One day, Barry arrives home from work to see a complete stranger in a lab coat frying chicken on his stove.

“Um, hi,” she says. “My place just blew up, so I hope you don’t mind if I crash here for a bit… Would you like some chicken?”

In which Barry teams up with the stranger who breaks into his home in order to save the world.

(Written for Snowbarry Week 2016. Cross-posted from Tumblr.)

Notes:

I wrote this for Snowbarry Week 2016, and cross-posting it here from my Tumblr just now. The line “My place just blew up, can I crash here for a bit” is from the site Figment. Forgive me for any scientific inaccuracies. This is a rather lighthearted take on the apocalypse, but I hope you'll like it.

Work Text:

One day, Barry arrives home from work to see a complete stranger frying chicken on his stove.

Through the half-open door, he catches a glimpse of messy, curly brown hair pulled into a loose bun—definitely a woman, then—and a flash of white from the lab coat she’s wearing. Even if her back is facing him, he’s certain that he doesn’t know anyone whose back resembles this particular back. And besides, he thinks grimly, most of the people he knew died years ago in the second Impera outbreak.
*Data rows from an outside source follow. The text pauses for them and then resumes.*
Issue #490, opened 2020-08-16
Diagnostic collector for lakeFS


nopcoder:
Design and implement diagnostics collect for lakeFS.
Collect requirements and update a design document first.
- collect data from lakeFS daemon
- collect schema version information
- collect tables and index sizes
- dump everything into an archive for easy transport

nopcoder:
The first PR handles the part that collects information from the database.
The data we collect helps in finding issues related to schema version, gives size information and etc.
Additional information from the running service still need to be collected in order to integrate the information as part of the diagnostics.

nopcoder:
Closing this one, when new requirements on data we need to collect will be added, we will open an issue and implement.

PR #889, opened 2020-11-01
lakefs diagnostics command

nopcoder:
Part of #490 

lakefs diagnostics - command line that will connect to the database collect information about the lakeFS to help in diagnostics.

Additional information will be collected as part of lakeFS process and will be collected by this command.

### DIFF
--- a/diagnostics/collector.go
+++ b/diagnostics/collector.go
@@ -97,52 +97,55 @@ func (c *Collector) writeQueryContent(ctx context.Context, writer *zip.Writer, n
 }
 
 func (c *Collector) writeRawQueryContent(ctx context.Context, writer *zip.Writer, name string, query string, args ...interface{}) error {
-	rows, err := c.db.Query(query, args...)
-	if err != nil {
-		return fmt.Errorf("execute query: %w", err)
-	}
-	defer rows.Close()
-
-	filename := name + csvFileExt
-	w, err := writer.Create(filename)
-	if err != nil {
-		return fmt.Errorf("new file for table %s - %w", name, err)
-	}
-	csvWriter := csv.NewWriter(w)
-	defer csvWriter.Flush()
-
-	first := true
-	for rows.Next() {
-		if err := ctx.Err(); err != nil {
-			return err
-		}
-		if first {
-			first = false
-			descriptions := rows.FieldDescriptions()
-			if len(descriptions) == 0 {
-				return errNoColumnsFound
-			}
-			cols := make([]string, len(descriptions))
-			for i, fd := range descriptions {
-				cols[i] = string(fd.Name)
-			}
-			if err := csvWriter.Write(cols); err != nil {
-				return fmt.Errorf("write csv header for %s: %w", name, err)
-			}
-		}
-		v, err := rows.Values()
+	_, err := c.db.Transact(func(tx db.Tx) (interface{}, error) {
+		rows, err := tx.Query(query, args...)
 		if err != nil {
-			return err
+			return nil, fmt.Errorf("execute query: %w", err)
 		}
-		record := make([]string, len(v))
-		for i := range v {
-			record[i] = fmt.Sprintf("%v", v[i])
+		defer rows.Close()
+
+		filename := name + csvFileExt
+		w, err := writer.Create(filename)
+		if err != nil {
+			return nil, fmt.Errorf("new file for table %s - %w", name, err)
 		}
-		if err := csvWriter.Write(record); err != nil {
-			return err
+		csvWriter := csv.NewWriter(w)
+		defer csvWriter.Flush()
+
+		first := true
+		for rows.Next() {
+			// write csv header row
+			if first {
+				first = false
+				descriptions := rows.FieldDescriptions()
+				if len(descriptions) == 0 {
+					return nil, errNoColumnsFound
+				}
+				cols := make([]string, len(descriptions))
+				for i, fd := range descriptions {
+					cols[i] = string(fd.Name)
+				}
+				if err := csvWriter.Write(cols); err != nil {
+					return nil, fmt.Errorf("write csv header for %s: %w", name, err)
+				}
+			}
+
+			// format and write data row
+			v, err := rows.Values()
+			if err != nil {
+				return nil, err
+			}
+			record := make([]string, len(v))
+			for i := range v {
+				record[i] = fmt.Sprintf("%v", v[i])
+			}
+			if err := csvWriter.Write(record); err != nil {
+				return nil, err
+			}
 		}
-	}
-	return rows.Err()
+		return nil, rows.Err()
+	}, db.WithContext(ctx), db.ReadOnly())
+	return err
 }
 
 func (c *Collector) writeTableContent(ctx context.Context, writer *zip.Writer, name string) error {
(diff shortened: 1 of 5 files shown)


diagnostics/collector.go
```diff
@@ -0,0 +1,170 @@
...
+	var errs []error
+	contentFromTables := []string{
+		"auth_installation_metadata",
+		"schema_migrations",
+		"pg_stat_database",
+	}
+	for _, tbl := range contentFromTables {
+		err = c.writeTableContent(ctx, writer, tbl)
+		if err != nil {
+			errs = append(errs, fmt.Errorf("write table content for %s %w", tbl, err))
```
itaiad200, line 45:
```suggestion
			errs = append(errs, fmt.Errorf("write table content for %s: %w", tbl, err))
```

diagnostics/collector.go
```diff
@@ -0,0 +1,170 @@
...
+	countFromTables := []string{
+		"catalog_branches",
+		"catalog_commits",
+		"catalog_repositories",
+		"auth_users",
+	}
+	for _, tbl := range countFromTables {
+		err = c.writeTableCount(ctx, writer, tbl)
+		if err != nil {
+			errs = append(errs, fmt.Errorf("write table count for %s %w", tbl, err))
```
itaiad200, line 58:
```suggestion
			errs = append(errs, fmt.Errorf("write table count for %s: %w", tbl, err))
```

diagnostics/collector.go
```diff
@@ -0,0 +1,170 @@
...
+		}
+	}
+
+	err = c.writeRawQueryContent(ctx, writer, "table_sizes", `
+SELECT *, pg_size_pretty(total_bytes) AS total
```
itaiad200, line 63: @tzahij for a quick glance..

diagnostics/collector.go
```diff
@@ -0,0 +1,170 @@
...
+func (c *Collector) writeTableCount(ctx context.Context, writer *zip.Writer, name string) error {
+	q := sq.Select("COUNT(*)").From(name)
+	return c.writeQueryContent(ctx, writer, name+"_count", q)
+}
+
+func (c *Collector) writeErrors(ctx context.Context, writer *zip.Writer, errs []error) error {
+	if len(errs) == 0 {
+		return nil
+	}
+	w, err := writer.Create("errors.log")
```
itaiad200, line 159: If any error occurred, you'll always be writing 2 files, the `output.log` and the `errors.log`. It would be nice if they could be written to the same folder.

diagnostics/collector.go
```diff
@@ -0,0 +1,170 @@
...
+	if err != nil {
+		return err
```
itaiad200, line 161: Add more text, like: "can't write errors file", o.w the returned error itself seems to indicate that everything else was fine.

diagnostics/collector.go
```diff
@@ -0,0 +1,170 @@
...
+	}
+	for _, err := range errs {
+		if ctx.Err() != nil {
```
itaiad200, line 164: Why do you check this inside the loop?

diagnostics/collector.go
```diff
@@ -0,0 +1,170 @@
...
+				return fmt.Errorf("write csv header for %s %w", name, err)
+			}
+		}
+		v, err := rows.Values()
+		if err != nil {
+			return err
+		}
+		record := make([]string, len(v))
+		for i := range v {
+			record[i] = fmt.Sprintf("%v", v[i])
```
itaiad200, line 136: Is this csv formatted? Don't you need a `","` between the columns of each row?

diagnostics/collector.go
```diff
@@ -0,0 +1,170 @@
...
+func (c *Collector) writeQueryContent(ctx context.Context, writer *zip.Writer, name string, selectBuilder sq.SelectBuilder) error {
+	q := selectBuilder.Limit(maxRecordsPerQueryCollect)
+	query, args, err := q.ToSql()
+	if err != nil {
+		return fmt.Errorf("query build: %w", err)
+	}
+	return c.writeRawQueryContent(ctx, writer, name, query, args...)
+}
+
+func (c *Collector) writeRawQueryContent(ctx context.Context, writer *zip.Writer, name string, query string, args ...interface{}) error {
```
itaiad200, line 96:
```suggestion
func (c *Collector) writeRawQueryContent(ctx context.Context, zipWriter *zip.Writer, name string, query string, args ...interface{}) error {
```

itaiad200: since you have csvWriter...

diagnostics/collector.go
```diff
@@ -0,0 +1,170 @@
...
+type Collector struct {
+	db db.Database
+}
+
+const (
+	maxRecordsPerQueryCollect = 1000
+	csvFileExt                = ".csv"
+)
+
+var ErrNoColumnsFound = errors.New("no columns found")
```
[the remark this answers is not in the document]
itaiad200: Or even use it at all..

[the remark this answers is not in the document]
nopcoder: Right, at the end I didn't expose all the functionality of this module - so this error is required, but it will only be serialized into errors.log

diagnostics/collector.go
```diff
@@ -0,0 +1,170 @@
...
+	"encoding/csv"
+	"errors"
+	"fmt"
+	"io"
+
+	sq "github.com/Masterminds/squirrel"
+	"github.com/treeverse/lakefs/db"
+)
+
+type Collector struct {
```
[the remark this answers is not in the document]
nopcoder: Adding code doc for the struct and the public method - about the TODOs. I think we discussed to create issues and not add TODO in code, so I'll leave them in the issue

diagnostics/collector.go
nopcoder: @tzahij can you comment if you have or not have any comment related to this query?

diagnostics/collector.go
nopcoder: what is output.log?

diagnostics/collector.go
nopcoder: I can check it once or not pass any context to this function - usually when I pass ctx and the function does something that takes time or in a loop - I condition the context check.
If it is too much I can skip this part and just always write the errors.

diagnostics/collector.go
nopcoder: The csv writer does the CSV formatting -- it will also handle value escape like using ',' in the value.

diagnostics/collector.go
nopcoder: It will be fewer changes to the code if tomorrow I'll add support for tgz and just pass an interface ;)

nopcoder:
@itaiad200 thanks for the review - I've noticed that I added code without tests, so I can do better. Please wait until I'll add some cover.

diagnostics/collector.go
itaiad200: Sorry, I meant 'lakefs-diagnostics.zip', it's better if it's always next to the errors, no?

nopcoder: want to get a zip file and if some of the queries didn't run - I want to see it in the errors.txt found there.

diagnostics/collector.go
itaiad200: Non blocking: you're kind of using the `ctx.Done()` behaviour for loops, which isn't very common.

diagnostics/collector.go
itaiad200: Gotcha

itaiad200 (approved):

diagnostics/collector.go
nopcoder: I'll update the code to check Done before checking an error

PR #2360, opened 2021-08-11
Add api endpoint to retrieve user-defined metadata

adunuthulan:
Adds the endpoint `/repositories/{repository}/refs/{ref}/objects/metadata` to retrieve user-defined metadata

### DIFF
--- a/api/swagger.yml
+++ b/api/swagger.yml
@@ -216,13 +216,13 @@ components:
           type: string
         checksum:
           type: string
+        size_bytes:
+          type: integer
+          format: int64
         mtime:
           type: integer
           format: int64
           description: Unix Epoch in seconds
-        size_bytes:
-          type: integer
-          format: int64
 
     ObjectStatsList:
       type: object
@@ -256,9 +256,12 @@ components:
           format: int64
           description: Unix Epoch in seconds
         metadata:
-          type: object
-          additionalProperties:
-            type: string
+          $ref: "#/components/schemas/ObjectUserMetadata"
+
+    ObjectUserMetadata:
+      type: object
+      additionalProperties:
+        type: string
 
     UnderlyingObjectProperties:
       type: object
@@ -2439,7 +2442,7 @@ paths:
       tags:
         - objects
       operationId: stageObject
-      summary: stage an object"s metadata for the given branch
+      summary: stage an object's metadata for the given branch
       requestBody:
         required: true
         content:
@@ -2553,6 +2556,45 @@ paths:
             application/json:
               schema:
                 $ref: "#/components/schemas/ObjectStats"
+        401:
+          $ref: "#/components/responses/Unauthorized"
+        404:
+          $ref: "#/components/responses/NotFound"
+        default:
+          $ref: "#/components/responses/ServerError"
+        410:
+          description: object gone (but partial metadata may be available)
+
+  /repositories/{repository}/refs/{ref}/objects/metadata:
+    parameters:
+      - in: path
+        name: repository
+        required: true
+        schema:
+          type: string
+      - in: path
+        name: ref
+        required: true
+        schema:
+          type: string
+        description: a reference (could be either a branch or a commit ID)
+      - in: query
+        name: path
+        required: true
+        schema:
+          type: string
+    get:
+      tags:
+        - objects
+      operationId: getObjectUserMetadata
+      summary: get user-defined object metadata
+      responses:
+        200:
+          description: user-defined object metadata
+          content:
+            application/json:
+              schema:
+                $ref: "#/components/schemas/ObjectUserMetadata"
         401:
           $ref: "#/components/responses/Unauthorized"
         404:
--- a/pkg/api/controller.go
+++ b/pkg/api/controller.go
@@ -2508,6 +2508,46 @@ func (c *Controller) StatObject(w http.ResponseWriter, r *http.Request, reposito
 	writeResponse(w, code, objStat)
 }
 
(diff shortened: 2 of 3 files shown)


api/swagger.yml
```diff
@@ -2562,6 +2565,45 @@ paths:
         410:
           description: object gone (but partial metadata may be available)
 
+  /repositories/{repository}/refs/{ref}/objects/metadata:
```
itaiad200, line 2568: So we have:
1. `.../objects/stat` - that returns lakeFS metadata without the user metadata.
2. `.../objects/underlying_properties` - that returns the metadata on the physical object.
3. `.../objects/metadata` - that returns custom user defined metadata.

@talSofer @arielshaqed 
Do we really need all 3? Isn't it easier to consolidate some of these?

pkg/api/controller.go
```diff
@@ -2508,6 +2508,46 @@ func (c *Controller) StatObject(w http.ResponseWriter, r *http.Request, reposito
...
+	if !c.authorize(w, r, []permissions.Permission{
+		{
+			Action:   permissions.ReadObjectAction,
+			Resource: permissions.ObjectArn(repository, params.Path),
+		},
+	}) {
+		return
+	}
+	ctx := r.Context()
+	c.LogAction(ctx, "object_user_metadata")
```
talSofer, line 2521:
```suggestion
	c.LogAction(ctx, "get_object_user_metadata")
```

api/swagger.yml
talSofer: @itaiad200 good point, this endpoint is unused `.../objects/underlying_properties.` 

How about only keeping `.../objects/stat` endpoint and add parameters to specify if the response should contain **underlying properties** and **user metadata**? the default value for these params should be false, and they will be optional. 

@itaiad200 @arielshaqed @adunuthulan WDYT?

talSofer (commented):
Thanks for working on this @adunuthulan !
Two general comments:
- Please edit the PR description to include the motivation for your design. Why you decided to add another endpoint and the problem that you were trying to overcome by doing that. (you explained it when we spoke :))
- Please add the issue number this PR closes so that the issue I closed automatically.

api/swagger.yml
adunuthulan: I've removed the third endpoint and made the default `/repositories/{repository}/refs/{ref}/objects/stat` endpoint and `/repositories/{repository}/refs/{ref}/objects/ls` endpoint return the metadata. Each has a query param that allows the user to not retrieve the user defined metadata

adunuthulan:
Hey all! Would anyone be able to help me understand why the `make checks-validator` is failing? Should I be committing the changes I have made to the python and java clients?

api/swagger.yml
```diff
@@ -2541,6 +2546,12 @@ paths:
         required: true
         schema:
           type: string
+      - in: query
+        name: user_metadata
+        required: false
+        schema: 
+          type: boolean
+          default: false
```
nopcoder, line 2554: The default here is false, the next API (ls) the default is set to true - is it on purpose?

clients/.project
```diff
@@ -0,0 +1,28 @@
+<?xml version="1.0" encoding="UTF-8"?>
```
nopcoder, line 1: looks like this file was added in the wrong place - opened by eclipse or moved from the generated files.

pkg/api/controller.go
```diff
@@ -2441,14 +2441,18 @@ func (c *Controller) ListObjects(w http.ResponseWriter, r *http.Request, reposit
...
+			objStat := ObjectStats{
 				Checksum:        entry.Checksum,
 				Mtime:           mtime,
 				Path:            entry.Path,
 				PhysicalAddress: qk.Format(),
 				PathType:        entryTypeObject,
 				SizeBytes:       Int64Ptr(entry.Size),
-			})
+			}
+			if (params.UserMetadata == nil || *params.UserMetadata) && entry.Metadata != nil {
```
nopcoder, line 2452: make sure that for 'ls' if the default is passed by the generated code - as far as I remember the oapi middleware just verify that the request and response are valid.
The default behaviour when there is no value is handled by the code - which means that if 'params.UserMetadata' is nil it is also true.

nopcoder (changes requested):

talSofer (commented):
@adunuthulan the new approach looks good. Please address Barak's comments and we will approve the pr. Thanks!

itaiad200:
I like the idea of using the query-param!
Please add/change existing tests for the new functionality.

pkg/api/controller.go
adunuthulan: OAPI doesn't handle the default values, you're right, so setting the defaults here doesn't actually do anything, which I find strange. 

While I was testing the call, if the `user_metadata` query param wasn't set in the request, this function would dereference the nil pointer, and the code would throw a runtime error, so I believe this check is needed. With this check, the default behavior I described (returning the user-defined metadata) occurs. 

Since OAPI defaults don't actually set a default, but the behavior is coded here instead, would it be okay to leave the defaults in the Swagger file to act as documentation for these api calls?

api/swagger.yml
adunuthulan: This should be set to true, thanks for the catch!

clients/.project
adunuthulan: Deleted

itaiad200 (approved):

pkg/api/controller.go
nopcoder: Got it. Leave the default in the swagger as it can affect the client-side code generated.

nopcoder (approved):

arielshaqed (approved):
Thanks! :-)

PR #2367, opened 2021-08-15
docs: toc style update

JamilAhmad:
Table content Style changes

### DIFF
--- a/docs/_sass/custom/custom.scss
+++ b/docs/_sass/custom/custom.scss
@@ -109,11 +109,12 @@ body {
 		font-weight: 600;
 		font-family: GalanoGrotesque-Bold;
 	}
-	h4,
-	.text-delta {
-		text-transform: none;
-		width: 100%;
-	    max-width: 264px;
+	.text-delta{
+		display: none;
+	}
+	h4{
+	    text-transform: none;
+	    width: 100%;
 	    display: block;
 	    background-color: $teal-green;
 	    color: $white;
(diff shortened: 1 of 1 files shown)


docs/_sass/custom/custom.scss
```diff
@@ -183,7 +216,7 @@ body {
 
 	pre code {
 		background-color: $darkblack;
-    	border: 0px solid $lightgreen;
+    		border: 0px solid $lightgreen;
```
nopcoder, line 219: indent

docs/_sass/custom/custom.scss
```diff
@@ -109,11 +109,12 @@ body {
...
 		font-family: GalanoGrotesque-Bold;
 	}
-	h4,
-	.text-delta {
-		text-transform: none;
-		width: 100%;
-	    max-width: 264px;
+	.text-delta{
+		display: none;
+	}
```
nopcoder, line 114: You hide the real table of content and inject your own using 'before'?
The CSS should content the style and not the content.

docs/_sass/custom/custom.scss
```diff
@@ -887,3 +920,15 @@ div.highlighter-rouge{
...
 }
+@media (max-width:767px){
+	.text-delta + ul, #markdown-toc{
+		li, li a{
+			margin-bottom: 12px;
+		    font-size: 12px !important;
+		    display: block;
+		}
+		li a span{
+			font-size: 8px!important;
```
nopcoder, line 931: do we need to use '!important' for all the places we change the font-size?

nopcoder (changes requested):

johnnyaug:
@JamilAhmad, thank you for this contirubtion! Could you please add to the PR description the reason for this change and what it does?

docs/_sass/custom/custom.scss
JamilAhmad: Yes I hide it because we can't make table auto width based on content because the DOM structure for the table is not correct(table header and table content list are not in any container) so that's why I used before  for table list so it will auto width based on table content, hope that make sense

docs/_sass/custom/custom.scss
JamilAhmad: Yes I only used important where needed because override things not working here so that's why important needed

docs/_sass/custom/custom.scss
JamilAhmad: hmm, can you do that at your end? just remove extra space etc

nopcoder: no, you will need to push the changes to this pull request.
also, this like is just an example there are a couple of places here where you used tab vs spaces for example. Please make sure you have all the styles aligned.

docs/_sass/custom/custom.scss
nopcoder: The page layout is - https://github.com/treeverse/lakeFS/blob/master/docs/_layouts/default.html
You can change the structure of the toc if needed.

nopcoder (changes requested):

nopcoder:
Fixed by https://github.com/treeverse/lakeFS/pull/2385

PR #2368, opened 2021-08-15
move blockstore type consts to block package

johnnyaug:
These constants caused some packages to point at the concrete blockstore implementations (s3, gs, etc).
For example, the `stats` package pointed at all of the blockstore implementation packages.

For a moment, he considers that maybe what he’s seeing is a hallucination. After all, it’s been a terribly long day. He’d just returned to what was left of his lab at the CCPD to dissect a few fresh dead bodies afflicted with the virus, hoping to find something that would lead to a cure, but despite his best efforts, he still hasn’t discovered anything he could work with. He wonders when the constant frustration, the rising hysteria of the public, and the people dying around him will finally take a toll on his sanity.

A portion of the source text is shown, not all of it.